Jasper: And so, you know, there's really no excuse in my mind not to use AI because there's no downside. It's not expensive. It's not hard to learn because it teaches you. The AI teaches you what to do. You can ask the AI, hey, how do I use you? You just tell it what you want to achieve and it will guide you. You know, it's really incredible. It's completely blown my mind.
And AI for us at Freewell Foundry is a huge focus right now. We're investing heavily into AI, into tools, into the credits or what you call it. I can't remember the exact name, but, you know, the computer power essentially that you're buying.

The Ramp CEO's AI Spending Philosophy

Jasper: And, you know, I was listening to this podcast where I think it was the CEO of Ramp. Really good interview, by the way. If you search for it like Ramp, it's a financial product, Ramp, CEO, AI, podcast or something like that. You'll probably find it. But he was saying that he's concerned if any of his employees spend less money than their salary on AI credits. He's concerned because he's basically thinks, okay, you're not using AI enough.
If you're not spending enough on the AI tokens, I think they're called tokens. If you're not spending enough on the AI tokens, you're not using it enough. And basically that means your productivity is not what it could be.

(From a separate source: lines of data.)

PR #656, opened 2026-07-08
fix(go): resolve inline field-hop calls and build-variant package siblings

vitali87:
Drives the gin dead-code eval from 2 residual false positives to 0. Both are root-cause fixes with RED->GREEN tests; cobra and mini-redis stay at 0 (no regressions).

## 1. Field-receiver direct call (`responseWriter.reset`)

Two composing gaps behind gin's `c := engine.pool.Get().(*Context); c.writermem.reset(w)`:

- **Type assertion binding**: `c` was bound via a Go type assertion (`x := expr.(*T)`), which `_infer_value_type` did not handle, so `c` stayed untyped and the field-hop fell to the bare-method trie, mis-binding to the same-named `Context.reset`. Added a `type_assertion_expression` case (reads the `type` field; `type_identifier_text` unwraps `*T`).
- **Inline field-hop resolution**: even once typed, a paren-free field-hop called inline with no intermediate local (`c.writermem.reset`) was never walked; `_resolve_multi_part_call` only joined the tail as a method name. Added `_resolve_field_hop_method`: resolve the base local type, walk each middle segment as a struct field via `class_field_types`, then resolve the final method on the last field's type. Precise and revive-only (no trie fallback), distinct from the stored-local form (`root := e.field.get(); root.m()`) already handled.

## 2. Build-tag duplicate function (`binding_nomsgpack.validate`)

cgr keys each file as its own module (`pkgdir.file.name`), but Go package-level functions are package-scoped. gin defines `validate` in both `binding.go` (`//go:build !nomsgpack`) and `binding_nomsgpack.go` (`//go:build nomsgpack`); cross-file callers all resolve to one copy, orphaning the other build's copy.

In valid Go, two same-package same-name top-level functions can only be mutually-exclusive build-tag variants (the compiler rejects real duplicates), so a fan-out is safe. Added `go_package_sibling_targets`, which returns same-package same-name FUNCTION-labeled siblings; the call processor emits a CALLS edge to each, gated to `language == GO and callee_type == FUNCTION`. Revive-only; a same-name function in a different package is excluded by the package-directory equality guard.

## Tests

- `test_go_chained_return_type.py::test_direct_field_hop_method_call_resolves` (type assertion + field-hop + `Context.reset` decoy to defeat trie coincidence).
- `test_go_build_variant_functions.py` (sibling fan-out + different-package guard).


vitali87:
@greptile review

vitali87:
@greptile review

PR #658, opened 2026-07-08
fix(java): link new-expression to constructor and class instantiation

vitali87:
Found by dogfooding the dead-code eval on google/gson (Java's first dead-code dogfood). Drives gson core from 114 to 92 false positives by fixing the single largest class.

## The class: Java `new X(...)` never linked to constructors

`SPEC_JAVA_CALL_TYPES` collected only `method_invocation`, never `object_creation_expression`, so `new X(...)` produced **no INSTANTIATES edge to the class and no CALLS edge to the constructor**. Every constructor reached only via `new` therefore looked dead (45 of gson's 114 false positives).

## Fix (mirrors the JS `new_expression` / Python class-call path)

1. Add `object_creation_expression` to `SPEC_JAVA_CALL_TYPES`.
2. `_get_call_target_name` names a Java `object_creation_expression` by its `type` field (strips generic args, e.g. `new ArrayList<T>()` -> `ArrayList`; a scoped `Outer.Inner` is left for the resolver), routing construction through the normal resolve loop.
3. At the emit site, a resolved class node gets INSTANTIATES plus a CALLS edge to each declared constructor via the new `java_constructor_targets` helper. A Java constructor is registered as a method named like its class (`Foo.Foo(int)`); the helper matches only constructors DIRECTLY on the class (a nested class's constructor has an extra qn segment and is excluded). Argument-type overload selection is not attempted, which is unnecessary for reachability and never fabricates a call to a non-constructor.

## Tests

`test_java_constructor_calls.py`: a `new X(...)` both instantiates the class and calls the constructor; an overloaded class has every constructor reached.

Verified: gson 114 -> 92, full suite green (4427 passed), 522 Java tests pass, no cross-language effect (every new path is `language == JAVA`-gated).


vitali87:
@greptile review

PR #660, opened 2026-07-08
fix(java): resolve nested-class type names referenced by simple name within a file

vitali87:
Third Java dead-code class from dogfooding google/gson. Fixes nested-class type-name resolution so a receiver typed by a nested class resolves its method calls.

## The class: nested-class-typed receiver never resolves

`_resolve_java_type_name(type_name, module)` resolved a simple type name only against `module.Type` (same-package top-level). A nested class is registered as `module.Outer.Nested`, so a field/variable typed by a nested class (gson's `private static final RecordHelper RECORD_HELPER`, where `RecordHelper` is nested in `ReflectionHelper`) never resolved. Every `RECORD_HELPER.isRecord(...)` / `getRecordComponentNames(...)` call dropped, so the whole nested `RecordHelper` hierarchy (base plus its strategy subclasses) was reported dead by cascade.

## Fix

When the direct `module.Type` lookup misses, search this module for a CLASS/INTERFACE whose last qualified-name segment is the simple type name, and use it only when unambiguous (so a same-named nested type elsewhere cannot mis-resolve). This resolves `RecordHelper` to `...ReflectionHelper.ReflectionHelper.RecordHelper`.

## Tests

`test_java_nested_type_receiver.py`: a static field typed by a nested abstract class resolves its method call to the nested class's method (the gson shape).

Verified: gson core 79 -> 72 (the RecordHelper base cluster revived), full suite green (4438 passed), Java suite 525 passed, no regressions.

### DIFF
--- a/codebase_rag/parsers/java/type_resolver.py
+++ b/codebase_rag/parsers/java/type_resolver.py
@@ -162,15 +162,17 @@ class JavaTypeResolverMixin:
         # (H) A nested class referenced by its simple name from within the same file
         # (H) (`RECORD_HELPER` typed by the nested `RecordHelper`): the qn is
         # (H) `module.Outer.Nested`, not `module.Nested`, so the direct check above
-        # (H) misses it. Search this module for a CLASS/INTERFACE whose last segment is
-        # (H) the simple name, and use it only when unambiguous so a same-named nested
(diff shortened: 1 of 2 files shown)


vitali87:
@greptile review

PR #1461, opened 2026-08-26
fix: dispatch EMITTING_FRONTENDS generically by phase

### LINKED ISSUE #1460: EMITTING_FRONTENDS is not dispatched generically: a registered emitter is silently never called
Found by Greptile reviewing #1457, which registered a phase-tagged emitting frontend, exercised the real graph-build path, and confirmed the emitter was never invoked and its marker node never written.

## The defect

`register_emitting_frontend()` puts a frontend in `EMITTING_FRONTENDS`, and the registry is keyed by language, so it reads as a general mechanism. It is not. `graph_updater.py` looks up **one hardcoded key**:

```python
frontend = EMITTING_FRONTENDS.get(cs.SupportedLanguage.CPP)
```

A frontend registered for any other language is never called. Registration succeeds, `available()` and `applies()` are never consulted, `emit()` never runs, and the nodes and edges it would have contributed are simply absent. **Nothing errors and nothing warns.**

`FrontendPhase` has the same problem one level up. Each emitting frontend declares `BEFORE_DEFINITIONS` or `AFTER_DEFINITIONS`, but nothing reads it to decide ordering — the two call sites in `graph_updater.py` gate on `settings.CPP_FRONTEND` directly:

```python
if settings.CPP_FRONTEND != cs.CppFrontend.HYBRID:
    self._run_cpp_frontend()          # before Pass 2
...
if settings.CPP_FRONTEND == cs.CppFrontend.HYBRID:
    self._run_cpp_frontend()          # after Pass 2
```

So `phase` is currently descriptive rather than load-bearing.

## Why it matters

This is the same silent-loss shape as #1447 and #1453: the graph ends up smaller than the truth and nothing downstream can distinguish that from a repository which genuinely lacked those elements.

Here the cost is paid by the next contributor rather than by a user. #1178 asks for a "new-frontend doc"; a doc describing registration as sufficient would send someone to write a frontend that does nothing, with no error to diagnose. #1457 now carries an explicit warning about this instead, which is honest but is a workaround.

## Fix

Dispatch the registry generically:

1. Iterate `EMITTING_FRONTENDS`, filtered by `phase`, at each of the two existing call sites, rather than looking up `CPP`.
2. Consult `available()` and `applies()` per frontend, as the fact-provider loop already does for `FRONTENDS`.
3. Merge each `FrontendEmitResult` — `covered_files` unions, and the pending-call lists concatenate.

The per-mode `settings.CPP_FRONTEND` gating stays where it is: it decides whether the C++ frontend runs at all, which is a different question from which phase it belongs to.

## Acceptance

- [ ] A frontend registered for a language other than C++ is invoked in its declared phase.
- [ ] A test registers a dummy emitting frontend for each phase and asserts its marker node reaches the graph — a test asserting only "no crash" would pass today.
- [ ] `phase` decides ordering; removing a hardcoded language check does not change C++ behaviour.
- [ ] The warning in `docs/architecture/language-frontends.md` is removed once registration alone is sufficient.

Not blocking #1459, which wires C++ through the registry and keeps the existing hardcoded lookup, so behaviour is unchanged there.

vitali87:
Fixes #1460. Stacked on #1459 — that PR registers the C++ frontend, this one makes the registry actually dispatch. Base is `feat/cpp-emitting-frontend`; retarget to `main` once #1459 merges.

## How this was found

Greptile reviewed #1457 (the frontend docs) by **executing the checklist rather than reading it**: it registered a phase-tagged emitting frontend, ran the real graph-build path, and confirmed the emitter was never invoked and its marker node never written.

That is a defect in the code, not the doc. #1457 now carries a warning; this fixes the underlying gap.

## The defect

`EMITTING_FRONTENDS` is keyed by language and reads as a general mechanism. It was not:

```python
frontend = EMITTING_FRONTENDS.get(cs.SupportedLanguage.CPP)
```

One hardcoded key. A frontend registered for any other language was **silently never called** — registration succeeded, `available()` and `applies()` were never consulted, `emit()` never ran, its nodes were simply absent. Nothing errored.

`FrontendPhase` had the same problem one level up: declared on every emitting frontend and read by nothing, with ordering coming from two hardcoded `settings.CPP_FRONTEND` checks.

Same silent-loss shape as #1447 and #1453 — the graph ends up smaller than the truth and nothing downstream can distinguish that from a repository which genuinely lacked those elements.

## Three choices worth review

**C++ is explicitly skipped in the generic loop.** It owns the mode gating and compile-database discovery its two modes need, so dispatching it here as well would run it twice. #1459's behaviour is byte-identical.

**`available()` and `applies()` are wrapped.** A frontend whose *probe* raises would otherwise fail the whole index, and the protocol's invariant is that a missing toolchain degrades to the tree-sitter backbone — never worse.

**`covered_files` unions rather than overwrites**, since each frontend reports the files it owns and the definition pass must skip all of them.

## The tests assert the node reaches the graph

Not that indexing did not crash — **nothing crashed before either**, which was the entire failure mode. A test asserting the absence of an exception passes against the broken behaviour.

The two negative tests are paired controls: without them, a dispatch loop that ignored `available()` would pass both positives while breaking every machine lacking the tool.

Red first, and the red had the right shape: both positives failed (`emit() was never called`), both negatives passed.

## Verification

Full unit suite: **8044 passed**, 121 skipped, zero failures — 8040 plus the four new tests.

## Summary by CodeRabbit

* **New Features**
  * Added support for language frontends running at different processing phases.
  * Registered frontends can contribute results before and after definition processing.
  * Automatically falls back to tree-sitter when a frontend is unavailable or not applicable.

* **Bug Fixes**
  * Improved handling of frontend probe failures with clear warnings and continued processing.

* **Tests**
  * Added coverage for frontend dispatch across languages, phases, and fallback scenarios.

### DIFF
--- a/codebase_rag/graph_updater.py
+++ b/codebase_rag/graph_updater.py
@@ -61,6 +61,7 @@ from .parsers.frontends import (
     EMITTING_FRONTENDS,
     FRONTENDS,
     FrontendEmitContext,
+    FrontendPhase,
     SemanticFacts,
 )
 from .parsers.frontends.protocol import QueryCall
@@ -385,6 +386,49 @@ class GraphUpdater:
         self.finding_analyzer = FindingAnalyzer(
             self._sink, self.repo_path, self.capture
         )
+
+    def _run_emitting_frontends(self, phase: FrontendPhase) -> None:
+        """Run every registered emitting frontend declaring this phase.
+
+        C++ is dispatched by `_run_cpp_frontend`, which owns the mode gating
+        and the compile-database discovery its two modes need, so it is skipped
+        here to avoid running it twice (issue #1460).
+
+        A frontend that is unavailable or does not apply is skipped rather than
+        failing the run: a missing toolchain must degrade to the tree-sitter
+        backbone, which covers every file anyway.
+        """
+        for language, frontend in EMITTING_FRONTENDS.items():
+            if language == cs.SupportedLanguage.CPP:
+                continue
+            if frontend.phase != phase:
+                continue
+            try:
+                if not frontend.available() or not frontend.applies(self.repo_path):
+                    continue
+            except Exception:
+                logger.warning(ls.EMITTING_FRONTEND_PROBE_FAILED.format(lang=language))
+                continue
+            result = frontend.emit(
+                FrontendEmitContext(
+                    ingestor=self._sink,
+                    repo_path=self.repo_path,
+                    project_name=self.project_name,
+                    compdb_dir=self.repo_path,
+                    function_registry=self.function_registry,
+                    simple_name_lookup=self.simple_name_lookup,
+                    structural_elements=(
+                        self.factory.structure_processor.structural_elements
+                    ),
+                    exclude_paths=self.exclude_paths,
+                    unignore_paths=self.unignore_paths,
+                    owned_qns=self._frontend_owned_qns,
+                )
+            )
+            # Covered files union across frontends: each one reports the files
+            # it fully owns, and the definition pass must skip all of them.
+            if result.covered_files:
+                self._cpp_frontend_covered |= result.covered_files
 
     def _run_cpp_frontend(self) -> None:
         # Optional libclang C++ pre-pass when a compile_commands.json is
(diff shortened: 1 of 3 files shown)


vitali87:

vitali87:
@greptileai review

vitali87:
@greptileai review

vitali87:
@greptileai review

This Isn't Like Previous Tech Shifts

Jasper: So there's really no excuse in my mind not to start using AI. And this is not something like anything in the past, any revolutionary ideas and tools and even the internet. It took years for it to really take off. I mean, the internet probably started around in the early 90s. It probably took like 10, 15, 20 years before everyone was like fully utilizing it. So you had a lot of time to adapt to it. That's not the case now.
You know, AI is moving so fast that if you're not diving into it now, like you're in a couple of years, you're going to be out of business probably. So it's really important. So just wanted to stress that.

Next Week's Tutorial

Jasper: But with that said, you know, this is it for this podcast. I highly recommend next week I'm going to release that podcast where I'm going to create that tool within 60 minutes. Highly, highly recommend. Even if you don't need property projections, just follow along with the process because you're going to learn so much more than just creating these projections. You're going to learn essentially how to use Cloud and that can just skyrocket your productivity.
So next week, guys, keep an eye out. Again, that's going to be mostly powerful to when you watch it and you follow along. So take a couple hours, block it off in your calendar, watch the video, follow along, build the tool with me. And I guarantee your mind will be pretty blown unless you're already heavily using AI and Cloud in particular. Unless you're already heavily using it, your mind is going to be pretty blown, I expect.